What really caught my eye was the fully-sealed and seemingly bullet-proof drag system. That is top priority when fishing in cold, wet conditions that may start out at 20 degrees and climb to 40 degrees by mid-day. Daily use and abuse during the average salmon and steelhead season will test a reel's finish, strength, and tolerances. A reel that can perform without a hiccup in these conditions will win my vote every time. The Nautilus reel was passed around the guide staff like a bottle of cheap whiskey with each one of the staff putting the reel through its paces.
The CCF drag system performed without flaw from September to December. The anodized finish remained intact, and the reel foot, or handle did not fall out (all of which has happened with other products we have tested and do not carry in the fly shop). I particularly like the smooth pick-up the reel has with no click on the uptake. This gives the reel a very silky feel and is great for spinning up line in a hurry when an October steelhead charges the boat. The large arbor design has almost become a standard in fly reels and the CNC styling of the barstock aluminum is beautifully designed and fully functional. Another very impressive feature was the amount of start-up inertia that the drag possessed.

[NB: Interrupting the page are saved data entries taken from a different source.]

Issue #4616, opened 2018-01-16
Reinvestigate command-line input of associative arrays


schlessera:
WP-CLI includes some arguments that need an associative array as input (like `wp post create --meta_input`), but it does not support any way of entering these on the command line.

A previous issue on this was closed in favor of handling CRUD operations through the WP REST API, however this is far from reliable/complete and we will not switch to using that method as a new default anytime soon.

This is why I want to reevaluate how we could process shell input to accept associative (and maybe even nested) arrays.

My current thought is to have a utility function to pass all these arguments through, like `WP_CLI\Utils\parse_array()`, which would try to parse the provided input as either JSON array syntax (`["foo":"bar"]`) or PHP array syntax (`["foo"=>"bar"]`). Whatever arguments need (associative/nested) arrays would run their value through this function, and in case it returns false, through an error that the argument could not be parsed/is not a valid array.

We'll probably detect lots of edge cases over time. Having this parsing in one central location makes bug fixes across all commands easy.

Related: https://github.com/wp-cli/wp-cli/issues/1323

johnbillion:
FWIW I would favour JSON syntax over PHP syntax, as it's more portable and more straight forward to parse.

schlessera:
Yes, I agree, JSON is probably easier. I'd like to test whether we can make both work, so people can copy-paste array renderings in there. But at least JSON should be functional.

gitlost:
Removing this from the 1.5.0 milestone in favor of https://github.com/wp-cli/wp-cli/issues/4638

kirtangajjar:
@schlessera @gitlost Looks like we can close this as we have `parse_shell_arrays`.

schlessera:
@kirtangajjar I had left it open because I'd like to go through the commands and make a list of parameters that would require/benefit the use of `parse_shell_arrays()`. So far, we have only implemented this for 1 single parameter, I'm sure there are more that should be converted.

TimothyBJacobs:
What about using array dot syntax? I think that is easier to write by hand, particularly when dealing with quoting.

For instance:

```
--content.raw="Hello O'Leary"
--content='{ "raw": "Hello O\'Leary" }'
```

That would also make it possible to define the parameters in the synopsis.

```
--content.raw=<content.raw>
: The raw content for the post
```

In my mind, WP CLI would transform the dotted syntax and pass a `content` assoc arg as an array with the `raw` property. I imagine the base property could also accept JSON syntax.

[...]

PR #4623, opened 2018-01-19
Add shell array parsing helper

schlessera:
Adds two helper functions:

* `WP_CLI\Utils\parse_shell_arrays( $assoc_args, $array_arguments )`
    This takes an existing `$assoc_args` array, and parses possible shell arguments for all keys that are provided in `$array_arguments`

* `WP_CLI\Utils\is_json( $argument, $ignore_scalars = true )`
    Helper function for the above parsing, that detects whether a given string is valid JSON.

See #4616

### DIFF
--- a/php/utils.php
+++ b/php/utils.php
@@ -1318,3 +1318,27 @@ function get_php_binary() {
 
 	return 'php';
 }
+
+/**
+ * Check whether a given string is a valid JSON representation.
+ *
+ * @param string $argument String to evaluate.
+ * @param bool   $ignore_scalars Optional. Whether to ignore scalar values.
+ *                               Defaults to true.
+ * @return bool Whether the provided string is a valid JSON representation.
+ */
+function is_json( $argument, $ignore_scalars = true ) {
+	if ( empty( $argument )
+	     || ! is_string( $argument ) ) {
+		return false;
+	}
+
+	if ( $ignore_scalars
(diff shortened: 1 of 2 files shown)


php/utils.php
```diff
@@ -1374,3 +1374,49 @@ function _proc_open_compat_win_env( $cmd, &$env ) {
...
+ * Check whether a given string is a valid JSON representation.
+ *
+ * @param string $argument       String to evaluate.
+ * @param bool   $ignore_scalars Optional. Whether to ignore scalar values.
+ *                               Defaults to true.
+ *
+ * @return bool Whether the provided string is a valid JSON representation.
+ */
+function is_json( $argument, $ignore_scalars = true ) {
+	if ( empty( $argument ) || ! is_string( $argument ) ) {
```
gitlost: To be picky this should be `if ( ! is_string( $argument ) || 0 === strlen( $argument ) ) {` to deal with if given `'0'`.

schlessera: Picky is good. Why did you merge anyway?

I'll add a bug report as a good first issue.

schlessera: See https://github.com/wp-cli/wp-cli/issues/4629

gitlost: Ha, I merged because we've so many bugs, PRs and other stuff outstanding and release is 8 days from now!

gitlost:
Removing this from the 1.5.0 milestone in favor of https://github.com/wp-cli/wp-cli/issues/4638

There was virtually no resistance on start-up.
The real kicker was a day that I fished the reel in 29 degree weather and completely submersed the reel for what seemed like an eternity. The drag still performed, without so much as a hitch. The line actually froze to itself, but the drag remained fully functional.
Yes, we do need another fly reel on the market, as long as it is as tough and functional as the Nautilus CCF Series. This will be my next Spey reel with the 12S CCF being my reel of choice.